Robeco: Debt relief for Greece

Geldpolitik

Greek bonds rallied substantially today after the debt relief agreement reached among Eurozone creditors. Eurosceptic nominations in Italy’s parliament raises issues.

25.06.2018 | 13:42 Uhr

Main market events

Peripheral spreads widened this week as the euro-skeptic Bagnai was appointed head of the Italian senate finance committee. Although this parliamentary committees’ role is not more than drafting laws, markets reacted fiercely on this appointment as he is one off the two most prominent anti-euro Lega MPs. Italian bonds have returned -3.4% year-to-date, Spanish bonds 2.3%, Portuguese bonds 1.7% and Irish bonds 0.7%. 

Europe

The Franco-German Eurozone reform plan released this week has been rejected by a dozen states. The Netherlands, Austria and Finland questioned the need for any joint Eurozone fiscal capacity, one of the key measures proposed by Macron.

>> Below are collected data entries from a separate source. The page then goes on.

PR #2051, opened 2026-07-25
Merge maint/v2.5.x into maint/v2.6.x

nuttycom:
Brings the librustzcash 0.24 generation (`zcash_client_backend` 0.24, `zcash_client_sqlite` 0.22,
`zcash_primitives` 0.30, `orchard` 0.15) and Ironwood (NU6.3) pool support onto the 2.6 maintenance
line.

Opened as a PR because `maint/v2.6.x` requires one; the branch is otherwise just that branch plus
these two commits, and merges fast-forward.

Five textual conflicts and three no-conflict compile breaks were resolved. The result builds and all
tests pass — see Verification below.

    ec8792c2  backend-lib: fix unreachable assertion in unknown_any test
    18828168  Merge maint/v2.5.x into maint/v2.6.x

## Conflict resolutions

- **`gradle.properties` / `Cargo.toml` version** — kept 2.6.5, ahead of the 2.5.2 line.
- **`backend-lib/Cargo.toml` dependencies** — took `maint/v2.5.x`, which is the point of the merge.
  `zcash_voting` stays at `=0.11.0`, so the graph carries both `orchard` 0.14 (for voting) and 0.15
  (everything else), and both `zcash_primitives` 0.28 and 0.30. That resolves and compiles: the
  voting JNI surface only uses `orchard::primitives::redpallas` and never passes orchard types
  across the `zcash_voting` boundary.
- **`.github/workflows/pull-request.yml`** — took 2.5.x's `test_android_modules_emulator` job, which
  replaces the emulator.wtf cloud job with an in-runner Gradle Managed Device, including its KVM
  enablement and emulator-install steps. Kept 2.6.x's newer `actions/checkout` 6.0.3 pin (2.5.x
  still had 6.0.2) and its `rust-cache: true` setup input, and dropped the now-dead emulator.wtf
  build step and its API-key env. All ten checkout invocations end up on one pin, and the resulting
  job set matches 2.5.x's exactly.
- **`CHANGELOG.md`** — 2.5.x's unreleased Ironwood / 0.24 entries into `[Unreleased]`; the released
  `[2.5.2]` section placed in version order below the 2.6.x sections.
- **`backend-lib/Cargo.lock`** — regenerated.

## Three breaks git could not flag — found and fixed here

These are the substantive part of the merge. Each is an interface or type that `maint/v2.5.x`
extends and `maint/v2.6.x` independently has a user of. Neither branch carries both halves, so git
reports **no conflict** and the naive merge result does not compile. All three are fixed in this PR;
the tree builds and the tests pass.

| Extended by 2.5.x | User only on 2.6.x | Fix applied |
| --- | --- | --- |
| `OutboundTransactionManager.proposeOrchardToIronwoodMigration` | `SdkBroadcasterTest`'s `FakeOutboundTransactionManager` | added the override as `error("Unused")`, matching the fake's existing convention for methods it never exercises |
| `TreeState.ironwood_tree` (NU6.3 proto) | shielded-voting `tree_state_fixture` | set to `String::new()`, as the fixture already does for the Sapling tree it does not exercise |
| `Pczt::serialize` now returns `Result` (pczt 0.7 → 0.8) | delegation test passing it straight to a `&[u8]` parameter | `.expect("serialize signed PCZT")`, matching the `.expect(...)` style of the surrounding test lines |

The latter two live behind `#[cfg(feature = "android-test-fixtures")]`, which
`backend-lib/build.gradle.kts` enables for the Android build. A default-feature `cargo check --lib`
does not compile them, so they surface only under the Android build or `--all-features` — worth
knowing for anyone merging into this line again.

## The `unknown_any` fix

Cherry-picked from `dw/run-rust-tests-in-ci`. Pre-existing on `maint/v2.6.x`, unrelated to the merge:
the helper panics via `panic!("{}", val)`, which always produces a `String` payload, so
`any_to_string`'s fallback branch the test asserts on was unreachable. Nothing caught it because this
line has no job that runs `cargo test`.

## Verification

| Check | Result |
| --- | --- |
| `cargo test --all-features` | pass — 18 tests, 0 failures (was 17 passed / 1 failed before the `unknown_any` fix) |
| `./gradlew ktlint` | pass |
| `./gradlew :sdk-lib:test :sdk-incubator-lib:test :backend-lib:test` | pass — 243 tests, 0 failures |

Two things deliberately left alone, both pre-existing and non-gating on this line, which has neither
a clippy nor a `cargo test` job:

- Six clippy findings in `eip681.rs` and `voting/delegation.rs` (three `needless_borrow`, two
  `unnecessary to_vec`, one 10-argument function).
- `detektAll` is clean on this tree. If you run it in a working directory containing nested
  worktrees, it globs those too and reports their findings as if they were this branch's.

---


dannywillems (dismissed):
utACK

pacu (approved):
**Non-Blocking comments**

1. This is not a patch-compatible merge, and [Unreleased] doesn't say so. AccountBalance is a public data class gaining a required ironwood: WalletBalance in the middle of its parameter list — source- and binary-breaking for positional construction, copy(), and destructuring. Synchronizer gains an abstract method; ZcashProtocol gains IRONWOOD, breaking exhaustive when. The next release off this line should be 2.7.0, not 2.6.6. Worth stating in the changelog.
For you specifically: zodl-android pins ZCASH_SDK_VERSION=2.6.5-SNAPSHOT and has no AccountBalance(...) construction or ZcashProtocol reference, so nothing breaks at the source level — but it also won't surface Ironwood balances until it reads the new field.

2. The changelog calls release candidates "published releases." crates.io max-stable is zcash_client_backend 0.23.0 and zcash_client_sqlite 0.21.1; this pins 0.24.0-rc.2 / 0.22.0-rc.2. Both the commit title ("Use the published librustzcash crates past the 2.5.x RCs") and the changelog line are misleading. The substantive part: an RC zcash_client_sqlite means the data-DB migration set isn't final, and anything shipped from this line migrates real wallet DBs on a release-candidate schema. That call was made on 2.5.x, but this is the PR that puts it on the line zodl-android consumes. (The requirement is ^0.24.0-rc.2, so it will pick up 0.24.0 final automatically — that part is fine.)

3. The body understates the duplicated graph. It names orchard 0.14/0.15 and zcash_primitives 0.28/0.30. The lock actually carries six duplicated Zcash crates — also zcash_address 0.12+0.13, zcash_protocol 0.9+0.10, zcash_transparent 0.8+0.10, pczt 0.7+0.8. Mitigating: halo2_proofs and sapling-crypto remain single-version, which caps the damage. Still worth measuring the .so size before release.

4. The voting-boundary claim is inaccurate as written. "the voting JNI surface only uses orchard::primitives::redpallas" — it also uses orchard::keys::Scope, orchard::note::{Note, ExtractedNoteCommitment}, orchard::tree::MerkleHashOrchard, and orchard::NOTE_COMMITMENT_TREE_DEPTH. The conclusion still holds — I checked the zcash_voting boundary and it's byte-oriented (fvk_bytes, hotkey_raw_address, raw note data), so no orchard type crosses — but the sentence should be corrected, because the real invariant ("orchard types never cross; witness/FVK data crosses as bytes") is stronger and is what a future merger needs. It also names the latent risk: MerkleHashOrchard from 0.15 produces tree data that voting-circuits reconstructs via 0.14. Compiles either way; only the voting instrumentation tests exercise it.

5. Dead emulator.wtf gate (pre-existing on 2.5.x — I verified it's inherited verbatim, not a resolution error). The wtf job is gone but check_emulator_wtf_secrets remains, and test_android_modules_ftl is still gated on ...has-secrets == 'false' under the now-false comment "Emulator.wtf is preferred if it has an API key." Net effect: if EMULATOR_WTF_API_KEY is still set on the repo, FTL silently never runs; if it isn't, FTL and the new managed-device job duplicate coverage. Cheap to fix while you're in this file.

6. Ironwood subtree-root fetch degrades silently against a non-Ironwood lightwalletd. retryUpToAndContinue swallows after N retries, and result is then overwritten by the saplingSubtreeRootList.isNotEmpty() block — so an upstream lightwalletd answering "unrecognized shielded protocol" costs N retries with exponential backoff on every spend-before-sync init, then proceeds with an empty Ironwood list. Identical to the pre-existing Orchard behavior, so the refactor isn't at fault. Your own lightwalletd fork already handles ShieldedProtocol_ironwood with explicit fail-open/fail-closed logic, so your infra is covered.

7. Nit: the body says "just that branch plus these two commits" but there are now three — 097962a1 (raise warm_proving_caches_smoke to a 5-minute runTest timeout for the slower in-runner emulator) landed after the body was written. The commit itself is well-justified; just update the description.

This opposition to an already unambitious EU reform proposal does not bode well for the success of the EU summit next week.  

Greece

Greek bonds rallied substantially today after the debt relief agreement reached among Eurozone creditors. They decided to defer by 10 years repayment of the EUR96bn of bailout loans, including interests, with the first repayment now being due in 2033 instead of 2023. Furthermore, the final tranche of  bailout money has been raised to EUR 15bn, so that Athens will have cash reserves (more than EUR 24bn) to avoid having to tap the market for the next 22 months. Other agreed measures include the return of EUR 4bn in profits made by the ECB on its Greek bond holdings. Finally, the door was also left  open for further debt relief after 2030 if the economic situation were to deteriorate significantly. A key condition for the debt relief is the requirement to post a 3.5% primary budget surplus until 2022 and 2.2% on overage until 2060. Such a deal had become urgent given Greece will exit its bailout programme on 20 August.  

Italy

The appointment of two Eurosceptics from the far-right League in Italy’s new parliament has triggered some spread widening on Thursday. Both Alberto Bagnati and Claudio Borghi have been nominated to head up key committees that deal with economic policy. The first one was indeed elected to be president of the finance committee in the Senate, while the second was chosen to be president of the Budget committee in the Lower House. These nominations raises issues given their critical view of Italy’s membership of the Euro since the sovereign debt crisis.